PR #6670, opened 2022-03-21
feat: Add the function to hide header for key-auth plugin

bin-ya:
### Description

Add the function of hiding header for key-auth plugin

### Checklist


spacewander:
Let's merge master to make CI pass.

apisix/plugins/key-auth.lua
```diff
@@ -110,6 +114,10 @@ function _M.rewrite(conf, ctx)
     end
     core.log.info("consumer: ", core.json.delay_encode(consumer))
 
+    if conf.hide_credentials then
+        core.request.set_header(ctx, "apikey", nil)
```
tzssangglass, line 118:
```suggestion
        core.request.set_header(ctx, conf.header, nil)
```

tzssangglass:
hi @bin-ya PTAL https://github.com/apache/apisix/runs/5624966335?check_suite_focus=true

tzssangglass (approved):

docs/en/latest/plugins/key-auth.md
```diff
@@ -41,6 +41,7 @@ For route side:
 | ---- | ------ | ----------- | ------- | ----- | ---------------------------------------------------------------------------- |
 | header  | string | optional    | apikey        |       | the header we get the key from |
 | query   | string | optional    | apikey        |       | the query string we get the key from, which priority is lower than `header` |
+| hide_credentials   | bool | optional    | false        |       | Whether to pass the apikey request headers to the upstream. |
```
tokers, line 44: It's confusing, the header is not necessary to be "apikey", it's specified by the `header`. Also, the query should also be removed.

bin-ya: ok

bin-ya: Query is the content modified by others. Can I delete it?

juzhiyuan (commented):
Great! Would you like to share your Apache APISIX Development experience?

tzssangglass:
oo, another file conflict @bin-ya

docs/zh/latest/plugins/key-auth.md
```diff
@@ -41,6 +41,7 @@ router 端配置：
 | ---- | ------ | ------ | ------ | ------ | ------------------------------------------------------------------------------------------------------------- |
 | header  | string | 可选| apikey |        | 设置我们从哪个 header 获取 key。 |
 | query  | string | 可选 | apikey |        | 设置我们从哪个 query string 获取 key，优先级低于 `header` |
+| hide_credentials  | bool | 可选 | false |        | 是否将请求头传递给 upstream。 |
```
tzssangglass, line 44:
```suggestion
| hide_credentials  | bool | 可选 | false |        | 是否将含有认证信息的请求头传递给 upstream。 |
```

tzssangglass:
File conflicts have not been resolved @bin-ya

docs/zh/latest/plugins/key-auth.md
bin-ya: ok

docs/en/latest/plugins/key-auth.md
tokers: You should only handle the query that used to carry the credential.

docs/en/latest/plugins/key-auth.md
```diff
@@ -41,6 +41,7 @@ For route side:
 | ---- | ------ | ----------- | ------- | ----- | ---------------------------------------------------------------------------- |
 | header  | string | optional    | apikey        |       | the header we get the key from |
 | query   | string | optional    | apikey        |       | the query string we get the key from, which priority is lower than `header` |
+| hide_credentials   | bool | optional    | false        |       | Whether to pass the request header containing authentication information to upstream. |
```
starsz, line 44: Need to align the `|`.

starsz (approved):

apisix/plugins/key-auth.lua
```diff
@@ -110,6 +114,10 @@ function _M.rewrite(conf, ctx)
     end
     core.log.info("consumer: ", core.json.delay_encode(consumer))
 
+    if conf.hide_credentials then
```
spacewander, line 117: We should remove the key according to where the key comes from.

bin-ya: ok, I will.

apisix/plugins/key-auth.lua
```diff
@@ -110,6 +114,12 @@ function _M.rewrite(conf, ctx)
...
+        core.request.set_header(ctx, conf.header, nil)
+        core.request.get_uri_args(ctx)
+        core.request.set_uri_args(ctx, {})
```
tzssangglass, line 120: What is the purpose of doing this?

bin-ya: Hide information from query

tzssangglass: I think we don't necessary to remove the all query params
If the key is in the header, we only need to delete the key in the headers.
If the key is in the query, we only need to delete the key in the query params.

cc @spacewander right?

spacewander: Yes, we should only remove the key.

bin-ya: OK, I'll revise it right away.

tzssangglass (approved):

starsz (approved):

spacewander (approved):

* * * *

### YOUR ASSIGNMENT
Take the entries above and transcribe them in full.

### RESPONSE AREA
PR #6670, opened 2022-03-21
feat: Add the function to hide header for key-auth plugin

bin-ya:
### Description

Add the function of hiding header for key-auth plugin

### Checklist


spacewander:
Let's merge master to make CI pass.

apisix/plugins/key-auth.lua
```diff
@@ -110,6 +114,10 @@ function _M.rewrite(conf, ctx)
     end
     core.log.info("consumer: ", core.json.delay_encode(consumer))
 
+    if conf.hide_credentials then
+        core.request.set_header(ctx, "apikey", nil)
```
tzssangglass, line 118:
```suggestion
        core.request.set_header(ctx, conf.header, nil)
```

tzssangglass:
hi @bin-ya PTAL https://github.com/apache/apisix/runs/5624966335?check_suite_focus=true

tzssangglass (approved):

docs/en/latest/plugins/key-auth.md
```diff
@@ -41,6 +41,7 @@ For route side:
 | ---- | ------ | ----------- | ------- | ----- | ---------------------------------------------------------------------------- |
 | header  | string | optional    | apikey        |       | the header we get the key from |
 | query   | string | optional    | apikey        |       | the query string we get the key from, which priority is lower than `header` |
+| hide_credentials   | bool | optional    | false        |       | Whether to pass the apikey request headers to the upstream. |
```
tokers, line 44: It's confusing, the header is not necessary to be "apikey", it's specified by the `header`. Also, the query should also be removed.

bin-ya: ok

bin-ya: Query is the content modified by others. Can I delete it?

juzhiyuan (commented):
Great! Would you like to share your Apache APISIX Development experience?

tzssangglass:
oo, another file conflict @bin-ya

docs/zh/latest/plugins/key-auth.md
```diff
@@ -41,6 +41,7 @@ router 端配置：
 | ---- | ------ | ------ | ------ | ------ | ------------------------------------------------------------------------------------------------------------- |
 | header  | string | 可选| apikey |        | 设置我们从哪个 header 获取 key。 |
 | query  | string | 可选 | apikey |        | 设置我们从哪个 query string 获取 key，优先级低于 `header` |
+| hide_credentials  | bool | 可选 | false |        | 是否将请求头传递给 upstream。 |
```
tzssangglass, line 44:
```suggestion
| hide_credentials  | bool | 可选 | false |        | 是否将含有认证信息的请求头传递给 upstream。 |
```

tzssangglass:
File conflicts have not been resolved @bin-ya

docs/zh/latest/plugins/key-auth.md
bin-ya: ok

docs/en/latest/plugins/key-auth.md
tokers: You should only handle the query that used to carry the credential.

docs/en/latest/plugins/key-auth.md
```diff
@@ -41,6 +41,7 @@ For route side:
 | ---- | ------ | ----------- | ------- | ----- | ---------------------------------------------------------------------------- |
 | header  | string | optional    | apikey        |       | the header we get the key from |
 | query   | string | optional    | apikey        |       | the query string we get the key from, which priority is lower than `header` |
+| hide_credentials   | bool | optional    | false        |       | Whether to pass the request header containing authentication information to upstream. |
```
starsz, line 44: Need to align the `|`.

starsz (approved):

apisix/plugins/key-auth.lua
```diff
@@ -110,6 +114,10 @@ function _M.rewrite(conf, ctx)
     end
     core.log.info("consumer: ", core.json.delay_encode(consumer))
 
+    if conf.hide_credentials then
```
spacewander, line 117: We should remove the key according to where the key comes from.

bin-ya: ok, I will.

apisix/plugins/key-auth.lua
```diff
@@ -110,6 +114,12 @@ function _M.rewrite(conf, ctx)
...
+        core.request.set_header(ctx, conf.header, nil)
+        core.request.get_uri_args(ctx)
+        core.request.set_uri_args(ctx, {})
```
tzssangglass, line 120: What is the purpose of doing this?

bin-ya: Hide information from query

tzssangglass: I think we don't necessary to remove the all query params
If the key is in the header, we only need to delete the key in the headers.
If the key is in the query, we only need to delete the key in the query params.

cc @spacewander right?

spacewander: Yes, we should only remove the key.

bin-ya: OK, I'll revise it right away.

tzssangglass (approved):

starsz (approved):

spacewander (approved):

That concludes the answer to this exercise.